● Given data:
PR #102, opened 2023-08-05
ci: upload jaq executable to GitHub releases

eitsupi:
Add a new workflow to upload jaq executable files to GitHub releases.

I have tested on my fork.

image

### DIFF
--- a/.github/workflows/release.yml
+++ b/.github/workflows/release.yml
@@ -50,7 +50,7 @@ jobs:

---

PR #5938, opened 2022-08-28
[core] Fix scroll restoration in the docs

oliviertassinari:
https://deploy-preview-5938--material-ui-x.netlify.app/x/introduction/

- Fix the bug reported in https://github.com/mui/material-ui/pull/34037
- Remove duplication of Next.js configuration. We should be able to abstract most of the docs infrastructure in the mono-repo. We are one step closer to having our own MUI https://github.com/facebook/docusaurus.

--

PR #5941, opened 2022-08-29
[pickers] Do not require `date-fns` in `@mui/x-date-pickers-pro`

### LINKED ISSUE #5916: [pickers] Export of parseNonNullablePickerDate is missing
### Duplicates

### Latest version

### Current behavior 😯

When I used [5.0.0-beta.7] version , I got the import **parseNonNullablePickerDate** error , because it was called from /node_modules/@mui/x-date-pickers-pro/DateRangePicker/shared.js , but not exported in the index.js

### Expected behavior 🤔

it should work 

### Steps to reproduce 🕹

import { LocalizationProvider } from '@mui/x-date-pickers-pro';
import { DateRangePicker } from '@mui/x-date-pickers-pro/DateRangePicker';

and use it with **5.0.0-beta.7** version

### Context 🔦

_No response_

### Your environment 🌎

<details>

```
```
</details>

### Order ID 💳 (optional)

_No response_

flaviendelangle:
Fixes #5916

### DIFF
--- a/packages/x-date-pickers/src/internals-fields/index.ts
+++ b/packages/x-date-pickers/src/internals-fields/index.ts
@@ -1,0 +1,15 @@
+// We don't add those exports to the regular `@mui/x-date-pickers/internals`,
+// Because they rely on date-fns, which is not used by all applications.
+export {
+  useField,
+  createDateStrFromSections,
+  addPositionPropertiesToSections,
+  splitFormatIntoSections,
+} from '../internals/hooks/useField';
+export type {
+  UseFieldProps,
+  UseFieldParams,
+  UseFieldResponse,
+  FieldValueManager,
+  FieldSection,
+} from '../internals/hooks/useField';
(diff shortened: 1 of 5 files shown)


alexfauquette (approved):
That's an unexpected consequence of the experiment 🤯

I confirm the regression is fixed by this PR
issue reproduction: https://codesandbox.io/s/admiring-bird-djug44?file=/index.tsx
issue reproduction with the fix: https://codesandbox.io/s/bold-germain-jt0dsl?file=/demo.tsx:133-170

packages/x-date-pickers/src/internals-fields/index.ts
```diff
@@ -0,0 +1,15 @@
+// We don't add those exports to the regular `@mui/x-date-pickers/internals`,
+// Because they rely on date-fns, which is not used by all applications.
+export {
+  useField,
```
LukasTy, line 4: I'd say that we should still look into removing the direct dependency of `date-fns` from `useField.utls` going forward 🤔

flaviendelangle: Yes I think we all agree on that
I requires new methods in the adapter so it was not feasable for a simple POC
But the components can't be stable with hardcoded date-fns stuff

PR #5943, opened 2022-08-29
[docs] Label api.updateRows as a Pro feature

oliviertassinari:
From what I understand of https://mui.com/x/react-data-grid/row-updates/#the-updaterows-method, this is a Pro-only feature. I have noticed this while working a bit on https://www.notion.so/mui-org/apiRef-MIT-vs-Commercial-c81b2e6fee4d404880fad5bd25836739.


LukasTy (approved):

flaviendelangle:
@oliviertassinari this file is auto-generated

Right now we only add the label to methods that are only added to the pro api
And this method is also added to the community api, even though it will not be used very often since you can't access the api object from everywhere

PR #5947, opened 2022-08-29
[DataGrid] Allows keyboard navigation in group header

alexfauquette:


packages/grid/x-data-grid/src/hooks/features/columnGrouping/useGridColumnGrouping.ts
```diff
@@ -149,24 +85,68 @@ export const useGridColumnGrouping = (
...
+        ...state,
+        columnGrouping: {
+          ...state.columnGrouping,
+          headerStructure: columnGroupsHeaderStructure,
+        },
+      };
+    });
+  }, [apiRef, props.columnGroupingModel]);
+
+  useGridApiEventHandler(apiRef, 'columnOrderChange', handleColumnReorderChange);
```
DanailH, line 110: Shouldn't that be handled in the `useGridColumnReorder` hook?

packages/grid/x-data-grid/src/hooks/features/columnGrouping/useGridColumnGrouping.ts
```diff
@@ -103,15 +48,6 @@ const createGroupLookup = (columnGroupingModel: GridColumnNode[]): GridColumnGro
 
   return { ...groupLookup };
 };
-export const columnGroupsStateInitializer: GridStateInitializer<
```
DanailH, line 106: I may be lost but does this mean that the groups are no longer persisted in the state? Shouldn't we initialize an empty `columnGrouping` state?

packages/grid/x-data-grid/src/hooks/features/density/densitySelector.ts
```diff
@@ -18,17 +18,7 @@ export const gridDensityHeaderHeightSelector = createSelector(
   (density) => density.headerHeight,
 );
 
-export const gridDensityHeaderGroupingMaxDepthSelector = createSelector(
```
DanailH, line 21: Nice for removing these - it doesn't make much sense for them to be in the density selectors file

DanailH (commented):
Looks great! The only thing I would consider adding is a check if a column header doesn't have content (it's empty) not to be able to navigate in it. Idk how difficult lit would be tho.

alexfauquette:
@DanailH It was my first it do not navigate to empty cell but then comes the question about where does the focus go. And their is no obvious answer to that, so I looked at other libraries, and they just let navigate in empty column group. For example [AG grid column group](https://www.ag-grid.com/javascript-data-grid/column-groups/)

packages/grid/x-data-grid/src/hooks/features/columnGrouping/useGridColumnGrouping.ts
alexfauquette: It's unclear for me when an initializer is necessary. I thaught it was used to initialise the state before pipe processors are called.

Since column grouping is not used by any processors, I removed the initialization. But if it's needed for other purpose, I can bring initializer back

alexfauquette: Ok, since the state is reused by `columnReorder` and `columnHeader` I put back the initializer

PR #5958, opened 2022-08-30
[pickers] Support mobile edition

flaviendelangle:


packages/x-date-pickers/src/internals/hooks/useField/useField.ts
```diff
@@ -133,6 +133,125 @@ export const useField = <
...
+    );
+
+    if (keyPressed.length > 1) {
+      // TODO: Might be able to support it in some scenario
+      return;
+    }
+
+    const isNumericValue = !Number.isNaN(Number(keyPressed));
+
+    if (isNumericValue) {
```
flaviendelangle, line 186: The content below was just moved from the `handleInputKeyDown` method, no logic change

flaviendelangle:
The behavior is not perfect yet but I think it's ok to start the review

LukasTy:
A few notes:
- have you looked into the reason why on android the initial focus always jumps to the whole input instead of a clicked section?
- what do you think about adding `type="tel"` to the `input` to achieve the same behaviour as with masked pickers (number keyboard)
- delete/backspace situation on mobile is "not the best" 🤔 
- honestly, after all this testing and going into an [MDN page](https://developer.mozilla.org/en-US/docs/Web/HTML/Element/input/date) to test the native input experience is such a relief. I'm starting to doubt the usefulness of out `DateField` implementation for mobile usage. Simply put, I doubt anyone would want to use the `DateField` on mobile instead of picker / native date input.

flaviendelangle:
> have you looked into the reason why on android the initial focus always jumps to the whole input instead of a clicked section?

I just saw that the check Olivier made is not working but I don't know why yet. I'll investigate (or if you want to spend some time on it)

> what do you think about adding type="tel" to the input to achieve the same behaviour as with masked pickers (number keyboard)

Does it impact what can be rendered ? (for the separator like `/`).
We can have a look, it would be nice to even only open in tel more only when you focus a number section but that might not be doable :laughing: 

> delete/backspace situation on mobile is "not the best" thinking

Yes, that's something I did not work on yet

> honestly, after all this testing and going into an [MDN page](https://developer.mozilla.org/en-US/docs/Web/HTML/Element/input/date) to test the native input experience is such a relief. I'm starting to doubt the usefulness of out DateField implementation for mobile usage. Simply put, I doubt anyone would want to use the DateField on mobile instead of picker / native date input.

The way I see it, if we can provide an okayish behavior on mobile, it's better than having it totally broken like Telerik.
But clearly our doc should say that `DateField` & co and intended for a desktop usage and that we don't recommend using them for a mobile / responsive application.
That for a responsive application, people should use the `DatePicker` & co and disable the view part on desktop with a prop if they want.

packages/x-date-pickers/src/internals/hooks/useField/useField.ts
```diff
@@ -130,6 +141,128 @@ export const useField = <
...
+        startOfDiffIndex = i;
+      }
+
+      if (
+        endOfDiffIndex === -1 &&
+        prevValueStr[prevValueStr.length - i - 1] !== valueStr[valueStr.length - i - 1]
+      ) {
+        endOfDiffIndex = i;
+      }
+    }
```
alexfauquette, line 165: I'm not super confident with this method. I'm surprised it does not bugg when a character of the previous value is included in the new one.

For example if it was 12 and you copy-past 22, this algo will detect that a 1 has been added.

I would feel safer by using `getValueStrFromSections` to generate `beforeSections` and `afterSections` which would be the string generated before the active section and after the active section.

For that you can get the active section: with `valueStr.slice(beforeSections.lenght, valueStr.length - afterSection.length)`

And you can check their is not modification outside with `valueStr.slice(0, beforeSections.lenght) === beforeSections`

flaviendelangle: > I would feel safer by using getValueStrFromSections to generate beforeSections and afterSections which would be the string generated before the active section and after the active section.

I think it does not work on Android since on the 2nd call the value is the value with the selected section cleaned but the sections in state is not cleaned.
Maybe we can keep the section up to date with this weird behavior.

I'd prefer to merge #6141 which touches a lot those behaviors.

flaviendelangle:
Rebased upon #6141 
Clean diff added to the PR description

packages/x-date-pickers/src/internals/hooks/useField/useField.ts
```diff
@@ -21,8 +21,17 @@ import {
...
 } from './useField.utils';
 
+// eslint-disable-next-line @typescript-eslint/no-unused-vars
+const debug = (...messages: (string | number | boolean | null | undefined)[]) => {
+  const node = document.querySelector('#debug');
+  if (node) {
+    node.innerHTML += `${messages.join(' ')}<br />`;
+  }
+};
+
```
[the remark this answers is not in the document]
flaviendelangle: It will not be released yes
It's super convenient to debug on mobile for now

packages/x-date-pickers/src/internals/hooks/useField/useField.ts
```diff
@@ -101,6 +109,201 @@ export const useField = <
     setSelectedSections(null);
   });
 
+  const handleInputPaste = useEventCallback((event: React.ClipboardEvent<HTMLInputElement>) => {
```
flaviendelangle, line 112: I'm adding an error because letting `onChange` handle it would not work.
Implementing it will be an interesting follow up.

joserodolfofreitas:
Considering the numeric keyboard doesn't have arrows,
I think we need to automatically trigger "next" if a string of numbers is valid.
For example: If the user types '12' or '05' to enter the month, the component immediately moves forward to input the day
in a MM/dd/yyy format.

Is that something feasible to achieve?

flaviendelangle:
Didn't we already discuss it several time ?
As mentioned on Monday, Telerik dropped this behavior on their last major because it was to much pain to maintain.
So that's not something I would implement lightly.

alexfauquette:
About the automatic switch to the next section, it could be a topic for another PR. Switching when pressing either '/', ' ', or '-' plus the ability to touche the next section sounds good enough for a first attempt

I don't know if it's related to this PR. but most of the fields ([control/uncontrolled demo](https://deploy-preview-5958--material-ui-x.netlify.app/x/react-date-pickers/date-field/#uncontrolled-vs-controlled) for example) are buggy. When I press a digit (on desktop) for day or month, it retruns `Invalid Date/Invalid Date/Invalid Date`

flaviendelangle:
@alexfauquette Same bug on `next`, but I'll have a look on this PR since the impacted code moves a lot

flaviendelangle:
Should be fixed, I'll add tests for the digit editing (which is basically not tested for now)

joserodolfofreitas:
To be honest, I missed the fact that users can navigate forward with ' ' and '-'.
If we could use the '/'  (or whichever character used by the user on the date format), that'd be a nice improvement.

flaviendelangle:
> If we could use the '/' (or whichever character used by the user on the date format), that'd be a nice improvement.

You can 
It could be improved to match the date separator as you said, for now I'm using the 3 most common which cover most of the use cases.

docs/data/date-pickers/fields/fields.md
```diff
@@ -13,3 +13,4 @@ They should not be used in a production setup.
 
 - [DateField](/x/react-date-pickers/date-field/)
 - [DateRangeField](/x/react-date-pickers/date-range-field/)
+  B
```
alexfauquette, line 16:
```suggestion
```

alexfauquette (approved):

● Exercise requirements: When a line in the material includes the word "starting", copy it out.

● Answer to this task:
- honestly, after all this testing and going into an [MDN page](https://developer.mozilla.org/en-US/docs/Web/HTML/Element/input/date) to test the native input experience is such a relief. I'm starting to doubt the usefulness of out `DateField` implementation for mobile usage. Simply put, I doubt anyone would want to use the `DateField` on mobile instead of picker / native date input.
> honestly, after all this testing and going into an [MDN page](https://developer.mozilla.org/en-US/docs/Web/HTML/Element/input/date) to test the native input experience is such a relief. I'm starting to doubt the usefulness of out DateField implementation for mobile usage. Simply put, I doubt anyone would want to use the DateField on mobile instead of picker / native date input.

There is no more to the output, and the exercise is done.